The White House argues inflation is a sign that their decision to provide historic support to small businesses and households, through $1.9 trillion in COVID-19 relief funding, worked.

U.S. consumer demand stayed strong, outpacing global rivals, and the Biden administration expects the overall economy to grow at 7.1%, as inflation reaches its highest levels since the 1980s.

“We recognize that it has pinched families who are trying to get back to some semblance of normalcy as we move into the later stages of the pandemic,” said a second senior White House official.

BOTTLENECK CZAR

In August, the White House tapped John Porcari, a veteran transportation official who served in the Obama administration as a new “envoy” to the nation’s ports, but he’s known as the bottleneck czar.

Porcari told Reuters the administration has worked to make sure various parts of the supply chain, such as ports and intermodal facilities, where freight is transferred from one form of transport to another, are in steady communication.

Now it is focused on getting ports and other transportation hubs to operate on a 24-hour schedule, taking advantage of off-peak hours to move more goods in the pipeline. California ports in Long Beach and Los Angeles have agreed to extended hours, and there are more to follow, he said in an interview Monday.

“We need to make better use of that off-peak capacity and that really is the current focus,” Porcari said.

The administration is also seeking to restore inactive rail yards for extra container capacity and create “pop-up” rail yards to increase capacity.

“It’s important to remember that the goods movement system is a private sector driven system,” he said. “There’s problems in every single part of that system. And, and they tend to compound each other.

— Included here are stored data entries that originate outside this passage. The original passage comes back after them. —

PR #47, opened 2022-01-14
Add documentation on processing spatial transcriptomics libraries

### LINKED ISSUE #8: Processing Information for Spatial Transcriptomics
The processing information section will need to include the information about how we process spatial transcriptomics data (once that module is added to the workflow).

allyhawkins:
Closes #8. I added in a section in the `processing_information.md` file for spatial transcriptomic libraries that discusses how they were processed using Space Ranger. I kept things relatively simple here and directed users to the documentation on Space Ranger since we aren't doing anything other than using the default parameters for Space Ranger and there is documentation on the 10X site on how things are done. Let me know if I should add in more detail here and take a different approach. 

Also I added in one sentence that Alevin-fry did not have the capability to perform tissue detection but only can perform the gene expression quantification, so therefore we are using Space Ranger that can do both together. I'm definitely open with other ways of framing why we chose Space Ranger over Alevin-fry but was worried it would get complicated with explaining that the quantification in selective alignment wasn't recovering the same counts per spot but that can be solved by using Sketch. I thought better to avoid that. 

The next thing to do here would be to add in a section on the actual output files that you obtain in the spatial libraries, but I think we want to make a new issue and wait on adding that until we know how things will be going in and out of the portal. We will probably then just want to either add a section to the `download_files.md` that has the structure of the files that are included or create another section like we did with `sce_file_contents.md`. 

This PR also is going to have conflicts with #41, which adds the bulk processing information to the end of `processing_information.md`. I could be swayed either way, but I think we want to actually put all single-cell/spot related stuff together and then have the bulk at the end so this should go before the bulk (unless others have strong other opinions about order) and we can address those conflicts after #41 is merged.


docs/processing_information.md
```diff
@@ -65,3 +65,17 @@ When normalizing these two count matrices to the same set of cells, we chose to
...
+
+**_Data Available Soon_**
+
+### Mapping and quantification using Space Ranger
+
+Processing spatial transcriptomics libraries requires two steps - gene expression quantification and tissue detection. 
+Currently, Alevin-fry is not capable of tissue detection, but only reports gene expression. 
+Therefore, we utilized [10X Genomics' Space Ranger](https://support.10xgenomics.com/spatial-gene-expression/software/pipelines/latest/what-is-space-ranger) to obtain both gene expression and spatial information. 
+[`spaceranger count`](https://support.10xgenomics.com/spatial-gene-expression/software/pipelines/latest/using/count) takes a microscopic slide image and FASTQ files as input and performs alignment, tissue detection, and spot barcode and UMI counting. 
+In contrast to Alevin-fry which maps reads to a [reference transcriptome index](#reference-transcriptome-index), Space Ranger aligns transcript reads to the reference genome using STAR ([Dobin _et al_., 2012](https://doi.org/10.1093/bioinformatics/bts635)).
```
jashapiro, line 79:
```suggestion
In contrast to Alevin-fry, which maps reads to a [reference transcriptome index](#reference-transcriptome-index), Space Ranger aligns transcript reads to the reference genome using STAR ([Dobin _et al_., 2012](https://doi.org/10.1093/bioinformatics/bts635)).
```

docs/processing_information.md
```diff
@@ -65,3 +65,17 @@ When normalizing these two count matrices to the same set of cells, we chose to
...
+
+## Spatial Transcriptomics
+
+**_Data Available Soon_**
+
+### Mapping and quantification using Space Ranger
+
+Processing spatial transcriptomics libraries requires two steps - gene expression quantification and tissue detection. 
+Currently, Alevin-fry is not capable of tissue detection, but only reports gene expression. 
+Therefore, we utilized [10X Genomics' Space Ranger](https://support.10xgenomics.com/spatial-gene-expression/software/pipelines/latest/what-is-space-ranger) to obtain both gene expression and spatial information.
```
jashapiro, line 77: Merging these two sentences, in the hopes of a bit less redundancy. I also want to sort of imply that AF shouldn't really be expected to do tissue id. (What I would really want is a `spaceranger imageprocess` command, but I'm not gonna get that.)
```suggestion
In the absence of independent tissue detection methods to use with Alevin-fry, we used [10X Genomics' Space Ranger](https://support.10xgenomics.com/spatial-gene-expression/software/pipelines/latest/what-is-space-ranger) to obtain both gene expression and spatial information. 
```

docs/processing_information.md
```diff
@@ -65,3 +65,17 @@ When normalizing these two count matrices to the same set of cells, we chose to
...
+## Spatial Transcriptomics
+
+**_Data Available Soon_**
+
+### Mapping and quantification using Space Ranger
+
+Processing spatial transcriptomics libraries requires two steps - gene expression quantification and tissue detection. 
+Currently, Alevin-fry is not capable of tissue detection, but only reports gene expression. 
+Therefore, we utilized [10X Genomics' Space Ranger](https://support.10xgenomics.com/spatial-gene-expression/software/pipelines/latest/what-is-space-ranger) to obtain both gene expression and spatial information. 
+[`spaceranger count`](https://support.10xgenomics.com/spatial-gene-expression/software/pipelines/latest/using/count) takes a microscopic slide image and FASTQ files as input and performs alignment, tissue detection, and spot barcode and UMI counting.
```
jashapiro, line 78: I simplified the end of this sentence, and flipped the order of the input files to match the "expression, image" order that we have throughout this section. 
```suggestion
[`spaceranger count`](https://support.10xgenomics.com/spatial-gene-expression/software/pipelines/latest/using/count) takes FASTQ files and a microscopic slide image as input and performs alignment, quantification, and tissue detection for each spot. 
```

jashapiro (approved):
This looks good! I have a few minor wording edits, but not much more.

I definitely support leaving out the discussion of alevin-fry details... We would then have to explain why it is okay for single cell but not for spatial, which really gets us into a whole mess! (this might be an FAQ question, but I might wait for someone to actually ask).

For merging, I agree with you that spatial should come before bulk. (I also don't think it matters too much.)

“While the pandemic was an enormously disruptive force. I think it also laid bare what was an underlying reality, which was the system was strained before the pandemic.”

A NEW WAR ON CHRISTMAS

Republican strategists are seizing on possible Christmas shortages to bash Biden’s policies as inflationary, and thwart his attempt to push a multi-trillion dollar spending package through Congress in coming weeks.

A recent op-ed by Steve Cortes, a one-time advisor to former President Donald Trump, dubbed the upcoming holiday season “Biden’s Blue Christmas,” continuing in a long tradition of conservatives criticizing Democrats over celebrations around the Christian holiday.

Trump, considered the front-runner Republican candidate for president in 2024, blasted it out in a mass email through his political action committee, Save America.

Seth Weathers, a Republican strategist who ran Trump’s Georgia campaign in 2016 said they see local impact. “People here in Georgia are paying twice as much for items than they paid a year ago and they are blaming Biden. He’s in charge.”

A Quinnipiac poll released last week showed Biden is losing the public’s trust on the economy, with only 29% of public thinking the U.S. economy is in “good” or “excellent” condition, compared with 35% in April.

“President Biden could use a holiday season win,” Quinnipiac polling analyst Tim Malloy said. “A slowdown of holiday season deliveries and the financial strain that comes with it would be coal in the stocking for the Administration at the close of the first year in office.”